One study in South Africa found that 18 percent of sampled injecting drug users admitted to using blood sharing. That represents a substantial subpopulation exposed to extreme risk. In Tanzania, bluetoothing — often termed “flashblooding” — migrated from inner cities into suburbs, disproportionately affecting women in unstable housing. In Pakistan, another variant has arisen: users selling partially used, blood-infused syringes as quasi–drug vials.
The drivers across these regions echo those in Fiji: poverty, policing that restricts safe supply of syringes, rising drug prices, shrinking drug availability, and overlapping vulnerabilities such as unstable housing, lack of education, and social stigma. “The real challenge will be dealing with the introduction of harm reduction programs,” Murphy noted, especially in socially conservative settings where drug use is heavily stigmatized.
Even though the volumes of blood exchanged in bluetoothing may be small, the risks are extremely high. Mixing blood from different users without screening is a direct conduit for HIV, hepatitis B, hepatitis C, and other pathogens. Because blood sharing delivers pathogens deeper into the circulatory system, fewer viral particles are needed to establish infection than in many needle-sharing events.
Brian Zanoni, a researcher at Emory University, calls the practice “underexplored but super high-risk.” He warns that a single drop of contaminated blood can carry tens of thousands of viral particles. Catherine Cook, executive director of Harm Reduction International, describes bluetoothing as “the perfect way of spreading HIV … a wake-up call for health systems and governments.”
Beyond virus transmission, mixing incompatible blood types can trigger severe adverse reactions — even in the absence of infection — including hemolysis, allergic reactions, or vascular complications. Thus, bluetoothing presents not only epidemiologic risk but acute medical danger in each exchange.
Bluetoothing may be underreported, but public health experts argue that waiting for perfect data is dangerous. The high infectivity, rapid chain potential, and ability to seed outbreaks in vulnerable communities require preemptive responses. Key strategies suggested include rapid expansion of needle and syringe exchange programs, peer education, decriminalization of syringe possession, broader HIV screening, and integrated services for addiction and disease prevention.

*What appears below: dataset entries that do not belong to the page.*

PR #2484, opened 2024-06-27
Fix TMA failure in CI

zasdfgbnm:
This is a bug introduced in https://github.com/NVIDIA/Fuser/commit/5037d8a6a8f2056271282f87a20918142e2e375c but only get exposed by https://github.com/NVIDIA/Fuser/commit/57e3d4cc2d87f420fffb4b8f5a5a8a5bb352396c
cc: @protonu @rdspring1

### DIFF
--- a/csrc/device_lower/analysis/tma.cpp
+++ b/csrc/device_lower/analysis/tma.cpp
@@ -407,10 +407,8 @@ TMAInfo getTMAInfo(LoadStoreOp* ldst) {
                : (tma_g_to_tile_stride_g.count(g) ? SB : CB));
   };
   // merge contiguous C groups and CB groups
-  int64_t i = 0;
-  while (i < (int64_t)tma_domain.size() - 1) {
+  for (int64_t i = 0; i < (int64_t)tma_domain.size() - 1; i++) {
     if (!contiguity[i]) {
-      i++;
       continue;
     }
     bool is_c = (gtype(i) == C && gtype(i + 1) == C);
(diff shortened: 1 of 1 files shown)


csrc/device_lower/analysis/tma.cpp
```diff
@@ -423,12 +421,11 @@ TMAInfo getTMAInfo(LoadStoreOp* ldst) {
...
         tma_g_to_box_g.emplace(g, g);
       }
-    } else {
-      i++;
+      i--;
     }
   }
   // merge contiguous C with SB/CB
-  for (auto i : c10::irange((int64_t)tma_domain.size() - 1)) {
+  for (int64_t i = 0; i < (int64_t)tma_domain.size() - 1; i++) {
```
zasdfgbnm, line 428: `tma_domain.size()` is changing over time, so we can not use `irange`.

rdspring1 (approved):
LGTM.

zasdfgbnm:
!build

csrc/device_lower/analysis/tma.cpp
naoyam: Do you mean things like line 436? Surprised that would impact `irange`.

zasdfgbnm: Yes. `irange` compute the size at the beginning, and use it for the entire loop. It does not dynamically check if size has changed.

naoyam: Ah, I missed you also added `i--`. Now I got it.

naoyam (approved):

In Fiji and comparable settings, stigma around drug use continues to stifle intervention rollout. Many communities resist policies such as needle exchange due to moral opposition or fear it will encourage drug use. But communities already bearing the brunt of HIV cannot afford such moralistic delays.
While the true prevalence of bluetoothing remains poorly quantified, its appearance in multiple high-risk zones — and its clear role in accelerating HIV outbreaks — should galvanize health authorities globally. Even if only a few users are engaging in it, the potential for rapid propagation is high enough to demand an urgent, coordinated response.
As global attention zeroes in on outbreaks like the one in Fiji, the lesson is clear: new and unexpected vectors of transmission can emerge in the shadows of addiction and inequity. Bluetoothing is a cruel reminder that when societies neglect harm reduction, desperate people will invent ever more dangerous shortcuts — and diseases like HIV will exploit them ruthlessly. Governments, NGOs, and health systems now face a stark choice: act decisively to avert further devastation — or be held accountable for the costs of silence.